2087. Minimum Cost Homecoming of a Robot in a Grid

Description

There is an m x n grid, where (0, 0) is the top-left cell and (m - 1, n - 1) is the bottom-right cell. You are given an integer array startPos where startPos = [start_row, start_col] indicates that initially, a robot is at the cell (start_row, start_col). You are also given an integer array homePos where homePos = [home_row, home_col] indicates that its home is at the cell (home_row, home_col).

The robot needs to go to its home. It can move one cell in four directions: left, right, up, or down, and it can not move outside the boundary. Every move incurs some cost. You are further given two 0-indexed integer arrays: rowCosts of length m and colCosts of length n.

If the robot moves up or down into a cell whose row is r, then this move costs rowCosts[r].
If the robot moves left or right into a cell whose column is c, then this move costs colCosts[c].

Return the minimum total cost for this robot to return home.

Example 1:

Input: startPos = [1, 0], homePos = [2, 3], rowCosts = [5, 4, 3], colCosts = [8, 2, 6, 7]
Output: 18
Explanation: One optimal path is that:
Starting from (1, 0)
-> It goes down to (2, 0). This move costs rowCosts[2] = 3.
-> It goes right to (2, 1). This move costs colCosts[1] = 2.
-> It goes right to (2, 2). This move costs colCosts[2] = 6.
-> It goes right to (2, 3). This move costs colCosts[3] = 7.
The total cost is 3 + 2 + 6 + 7 = 18

Example 2:

Input: startPos = [0, 0], homePos = [0, 0], rowCosts = [5], colCosts = [26]
Output: 0
Explanation: The robot is already at its home. Since no moves occur, the total cost is 0.

Constraints:

m == rowCosts.length
n == colCosts.length
1 <= m, n <= 10⁵
0 <= rowCosts[r], colCosts[c] <= 10⁴
startPos.length == 2
homePos.length == 2
0 <= start_row, home_row < m
0 <= start_col, home_col < n

Solutions

Solution 1: Greedy

Let's assume the robot's initial position is \((x_0, y_0)\) and the home position is \((x_1, y_1)\).
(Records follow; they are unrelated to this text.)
PR #107, opened 2022-01-18
Update block metadata + build script for new source repo

CiaranMn:
We recently moved source code for our initial blocks from a private repository to [`hash`](https://github.com/hashintel/hash).

As a consequence this PR:
- updates the block config files to point to the new repo
- removes authentication handling from the block build script - auth is no longer required as the source is available publicly.

### DIFF
--- a/site/scripts/build-blocks.sh
+++ b/site/scripts/build-blocks.sh
@@ -112,7 +112,6 @@ function build_block {
 
     log info "downloading ${zip_url}"
 
-    zip_url="${zip_url:0:8}@${zip_url:8}"
 
     res=$(curl -sL -w '%{http_code}' -o "${repo_path}.zip" "$zip_url")
 
--- a/site/scripts/build-blocks.sh
+++ b/site/scripts/build-blocks.sh
@@ -53,18 +53,6 @@ else
     log error "missing commandline tool 'rsync'"
     exit 2
   fi
-
-  if [[ -f "${REPO_ROOT}/site/.env.local" ]]; then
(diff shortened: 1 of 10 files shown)


site/scripts/build-blocks.sh
```diff
@@ -124,9 +112,7 @@ function build_block {
 
     log info "downloading ${zip_url}"
 
-    # insert http basic auth credentials (https://<user:password>@domain.com)
-    # cannot use curl's -u options because that would also require a password
-    zip_url="${zip_url:0:8}${GH_ACCESS_TOKEN}@${zip_url:8}"
+    zip_url="${zip_url:0:8}@${zip_url:8}"
```
espretto, line 115:
```suggestion
```
This line can be removed completely. The `zip_url` is good as is.

espretto (changes requested):
Thank you. This PR is good for merge except for one line which can be removed. Please see down below.

site/scripts/build-blocks.sh
espretto: This would result in urls like `https://@github.com....`

kachkaev (approved):
I made a similar PR last week but forgot about it 😅
https://github.com/blockprotocol/blockprotocol/pull/101

LGTM with or without changes suggested by Marius. I hope we will rewrite the script in TypeScript at some point. Bash is OS-dependent looks more fragile.

espretto (approved):
Ready for merge.

@kachkaev Again, I don't think it's worth rewriting before some major change is required, like moving things over to an s3 instance.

If \(x_0 < x_1\), the robot needs to move down, passing through rows \([x_0 + 1, x_1]\), with a total cost of \(\sum_{i = x_0 + 1}^{x_1} rowCosts[i]\). If \(x_0 > x_1\), the robot needs to move up, passing through rows \([x_1, x_0 - 1]\), with a total cost of \(\sum_{i = x_1}^{x_0 - 1} rowCosts[i]\). If \(x_0 = x_1\), the robot doesn't need to move vertically, and the total cost is \(0\).

Similarly, if \(y_0 < y_1\), the robot needs to move right, passing through columns \([y_0 + 1, y_1]\), with a total cost of \(\sum_{j = y_0 + 1}^{y_1} colCosts[j]\). If \(y_0 > y_1\), the robot needs to move left, passing through columns \([y_1, y_0 - 1]\), with a total cost of \(\sum_{j = y_1}^{y_0 - 1} colCosts[j]\). If \(y_0 = y_1\), the robot doesn't need to move horizontally, and the total cost is \(0\).

The answer is the sum of the vertical movement cost and the horizontal movement cost.

The time complexity is \(O(m + n)\), where \(m\) and \(n\) are the lengths of \(rowCosts\) and \(colCosts\), respectively. The space complexity is \(O(1)\).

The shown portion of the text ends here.